◆ Problem to solve ◆
Search the lines of the records for the word "than", and copy every line that has it.

(Supplied records begins)

PR #2674, opened 2024-04-25
feat: use container images in lambda

bernardobridge:
## Description

TBA - opening this now in case early feedback is wanted. Reviewing commit by commit is recommended.

To-do:

- [x] Refactor Lambda to make it easier to keep backwards compatibility (https://github.com/artilleryio/artillery/commit/c89448627eeae6949250257e05b2993940b94408, https://github.com/artilleryio/artillery/commit/2b39f09c66e42bad72f1c90e84f9a541213ed30f)
- [x] Implement Lambda using container images opted-in (https://github.com/artilleryio/artillery/commit/66498cfd473714cb0b66a5a7a4e1e2bdd0b9fef1)
- [x] Reuse same Docker image for Lambda and Fargate (https://github.com/artilleryio/artillery/commit/43d954a931e004b5bd6db2d1236e93b80ddb3e94, https://github.com/artilleryio/artillery/commit/f860db5ee2b6aa6b065fd9da55efbbdf0bc0af3f, https://github.com/artilleryio/artillery/commit/04015c33484f1d69cbad8231fc19f42512afe106)
- [ ] Reuse same Lambda function (WIP - need to figure out mechanism to determine version)
- [ ] Deprecation notice for regular Lambda support
- [ ] Improve console messages when packaging

### DIFF
--- a/packages/artillery/lib/cmds/run-lambda.js
+++ b/packages/artillery/lib/cmds/run-lambda.js
@@ -34,6 +34,10 @@ class RunLambdaCommand extends Command {
       flags['platform-opt'].push(`subnet-ids=${flags['subnet-ids']}`);
     }
 
+    if (flags.container) {
+      flags['platform-opt'].push('container=true');
+    }
+
     flags.platform = 'aws:lambda';
 
     RunCommand.runCommandImplementation(flags, argv, args);
@@ -59,6 +63,10 @@ RunLambdaCommand.flags = {
   count: Flags.string({
     // locally defaults to number of CPUs with mode = distribute
     default: '1'
+  }),
+  container: Flags.boolean({
+    description: 'Run the test in a container (recommended)',
+    default: false
   }),
   architecture: Flags.string({
     description: 'Architecture of the Lambda function',
--- a/packages/artillery/lib/platform/aws-ecs/worker/Dockerfile
+++ b/packages/artillery/lib/platform/aws-ecs/worker/Dockerfile
@@ -32,4 +32,4 @@ COPY ./packages/artillery/lib/platform/aws-ecs/worker/helpers.sh /artillery/help
 
 RUN chmod +x /artillery/loadgen-worker
 
-ENTRYPOINT ["/artillery/loadgen-worker"]
+ENTRYPOINT ["/artillery/packages/artillery/bin/run"]
--- a/packages/artillery/lib/platform/aws-ecs/worker/Dockerfile
+++ b/packages/artillery/lib/platform/aws-ecs/worker/Dockerfile
@@ -2,34 +2,57 @@
 # NOTE: Version we use here needs to be kept consistent with that in
 # artillery-engine-playwright.
 # ********************************
-FROM mcr.microsoft.com/playwright:v1.43.1
-LABEL maintainer="team@artillery.io"
+FROM mcr.microsoft.com/playwright:v1.43.1 as build-image
+
+# https://steele.blue/playwright-on-lambda/
+# https://blog.carlosnunez.me/post/scraping-chromium-lambda-nodeless-zerostress/
 
 ENV DEBIAN_FRONTEND=noninteractive
 
-RUN apt-get update && \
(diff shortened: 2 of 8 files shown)


packages/artillery/lib/cmds/run-lambda.js
```diff
@@ -60,6 +64,10 @@ RunLambdaCommand.flags = {
     // locally defaults to number of CPUs with mode = distribute
     default: '1'
   }),
+  container: Flags.boolean({
+    description: 'Run the test in a container (recommended)',
```
hassy, line 68:
```suggestion
    description: 'Run the test in a container (experimental)',
```

packages/artillery/lib/platform/aws-ecs/worker/Dockerfile
```diff
@@ -2,34 +2,57 @@
 # NOTE: Version we use here needs to be kept consistent with that in
 # artillery-engine-playwright.
 # ********************************
-FROM mcr.microsoft.com/playwright:v1.43.1
-LABEL maintainer="team@artillery.io"
+FROM mcr.microsoft.com/playwright:v1.43.1 as build-image
+
+# https://steele.blue/playwright-on-lambda/
```
hassy, line 7: What's the relevance of these URLs? Can we add relevant comments inline if appropriate instead?

packages/artillery/lib/cmds/run-lambda.js
hassy:
```suggestion
    description: 'Use a container image for Lambda (experimental)',
```

Think we need to be more specific here than "run the test in a container". Lambda users will probably be aware of the two different packaging methods.

packages/artillery/lib/platform/aws-ecs/worker/Dockerfile
```diff
@@ -2,34 +2,57 @@
 # NOTE: Version we use here needs to be kept consistent with that in
 # artillery-engine-playwright.
 # ********************************
-FROM mcr.microsoft.com/playwright:v1.43.1
-LABEL maintainer="team@artillery.io"
+FROM mcr.microsoft.com/playwright:v1.43.1 as build-image
```
hassy, line 5:
```suggestion
FROM mcr.microsoft.com/playwright:v1.43.1
```

Doesn't seem to be a multi-stage (yet?)

packages/artillery/lib/platform/aws-lambda/dependencies.js
```diff
@@ -197,15 +208,118 @@ const createAndUploadLambdaZip = async (
...
+      .promise();
+
+    debug(`Uploaded ${key}`);
+    return;
+  } catch (err) {
+    throw err;
+  }
+}
+
+async function _syncS3(bomManifest, testRunId, bucketName) {
```
hassy, line 253: This (I think) would be the exact same logic as what we already have for Fargate. Would be better to use that code instead (refactoring it to make it reusable if needed) rather than duplicating some of it here?

bernardobridge: Yes that's the plan, but doing that right now risks potentially breaking Fargate and Lambda. To minimise the risk of the change, I'd rather refactor and unify that logic separately.

packages/artillery/lib/platform/aws-lambda/index.js
```diff
@@ -744,6 +628,60 @@ class PlatformLambda {
...
+
+    try {
+      const res = await lambda
+        .getFunctionConfiguration({
+          FunctionName: functionName
+        })
+        .promise();
+
+      if (res.MemorySize != memorySize) {
+        console.log(
```
hassy, line 670:
```suggestion
        debug(
```

Should be a debug log IMO - since function reuse is supposed to be transparent to the user.

packages/artillery/lib/platform/aws-ecs/worker/Dockerfile
bernardobridge: these were more for getting Playwright to work with Lambda. I'll keep them off for now, since I will address that separately in the end, and add it back if necessary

(Supplied records ends)

◆ Task solution ◆
Think we need to be more specific here than "run the test in a container". Lambda users will probably be aware of the two different packaging methods.
hassy, line 253: This (I think) would be the exact same logic as what we already have for Fargate. Would be better to use that code instead (refactoring it to make it reusable if needed) rather than duplicating some of it here?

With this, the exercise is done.